╔══
Issue #15914, opened 2025-02-19
mpv complains about " pw.conf setting config.name to client-rt.conf is deprecated"


gitterdude:
### mpv Information

```bash
mpv v0.39.0-855-gfc2f17676-dirty Copyright © 2000-2025 mpv/MPlayer/mplayer2 projects
 built on Feb 19 2025 13:29:36
libplacebo version: v6.338.0-62-g52314e0e
```

### Other Information

```text
pipewire-1.3.82
```

### Reproduction Steps

Install pipewire-1.3.81 or newer 
Compile and run mpv

### Expected Behavior

Not seeing any complaints

### Actual Behavior

It warns about "pw.conf  conf.c: 1204 pw_conf_load_conf_for_context()] setting config.name to client-rt.conf is deprecated, using client.conf"

Starting with pipweire-1.3.81 (in commit 24bcacc6195ffbf8) client-rt.conf is obsoleted due to PW now automatically moving non-rt clients into non-rt threads

The meson file should check which PW version is installed and adjust audio/out/ao_pipewire.c accordingly.
A quick DIY fix, if one is running PW 1.3.81+, is to apply the patch  below before running ninja

```
--- audio/out/ao_pipewire.c~	2025-02-19 13:33:03.012706309 +0100
+++ audio/out/ao_pipewire.c	2025-02-19 13:28:45.060543651 +0100
@@ -512,7 +512,7 @@
 
     context = pw_context_new(
             pw_thread_loop_get_loop(p->loop),
-            pw_properties_new(PW_KEY_CONFIG_NAME, "client-rt.conf", NULL),
+            pw_properties_new(PW_KEY_CONFIG_NAME, "client.conf", NULL),
             0);
     if (!context)
         goto error;
```

### Log File

[dummy.log](https://github.com/user-attachments/files/18868378/dummy.log)

### I carefully read all instruction and confirm that I did the following:

- [x] I tested with the latest mpv version to validate that the issue is not already fixed.
- [x] I provided all required information including system and mpv version.
- [x] I produced the log file with the exact same set of files, parameters, and conditions used in "Reproduction Steps", with the addition of `--log-file=output.txt`.
- [x] I produced the log file while the behaviors described in "Actual Behavior" were actively observed.
- [x] I attached the full, untruncated log file.
- [x] I attached the backtrace in the case of a crash.

PR #15915, opened 2025-02-19
ao_pipewire: don't load client-rt.conf properties

llyyr:
Deprecated in https://gitlab.freedesktop.org/pipewire/pipewire/-/commit/24bcacc6195ffbf8e40c9ea1374eb6666252eadc

Fixes: #15914


gitterdude:
The pipewire check should be for 1, 3, 81

llyyr:
> The pipewire check should be for 1, 3, 81

Indeed, the issue mentioned 1.3.82 so I trusted it but the commit is in 1.3.81 as well.

Dudemanguy:
Thanks for actually checking the version numbers hah.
╚══
WHAT TO WORK ON
Word for word, reproduce the listing above from its start up to and including the line that has "### I carefully". Give only those lines.

SOLVED PROBLEM
Issue #15914, opened 2025-02-19
mpv complains about " pw.conf setting config.name to client-rt.conf is deprecated"


gitterdude:
### mpv Information

```bash
mpv v0.39.0-855-gfc2f17676-dirty Copyright © 2000-2025 mpv/MPlayer/mplayer2 projects
 built on Feb 19 2025 13:29:36
libplacebo version: v6.338.0-62-g52314e0e
```

### Other Information

```text
pipewire-1.3.82
```

### Reproduction Steps

Install pipewire-1.3.81 or newer 
Compile and run mpv

### Expected Behavior

Not seeing any complaints

### Actual Behavior

It warns about "pw.conf  conf.c: 1204 pw_conf_load_conf_for_context()] setting config.name to client-rt.conf is deprecated, using client.conf"

Starting with pipweire-1.3.81 (in commit 24bcacc6195ffbf8) client-rt.conf is obsoleted due to PW now automatically moving non-rt clients into non-rt threads

The meson file should check which PW version is installed and adjust audio/out/ao_pipewire.c accordingly.
A quick DIY fix, if one is running PW 1.3.81+, is to apply the patch  below before running ninja

```
--- audio/out/ao_pipewire.c~	2025-02-19 13:33:03.012706309 +0100
+++ audio/out/ao_pipewire.c	2025-02-19 13:28:45.060543651 +0100
@@ -512,7 +512,7 @@
 
     context = pw_context_new(
             pw_thread_loop_get_loop(p->loop),
-            pw_properties_new(PW_KEY_CONFIG_NAME, "client-rt.conf", NULL),
+            pw_properties_new(PW_KEY_CONFIG_NAME, "client.conf", NULL),
             0);
     if (!context)
         goto error;
```

### Log File

[dummy.log](https://github.com/user-attachments/files/18868378/dummy.log)

### I carefully read all instruction and confirm that I did the following:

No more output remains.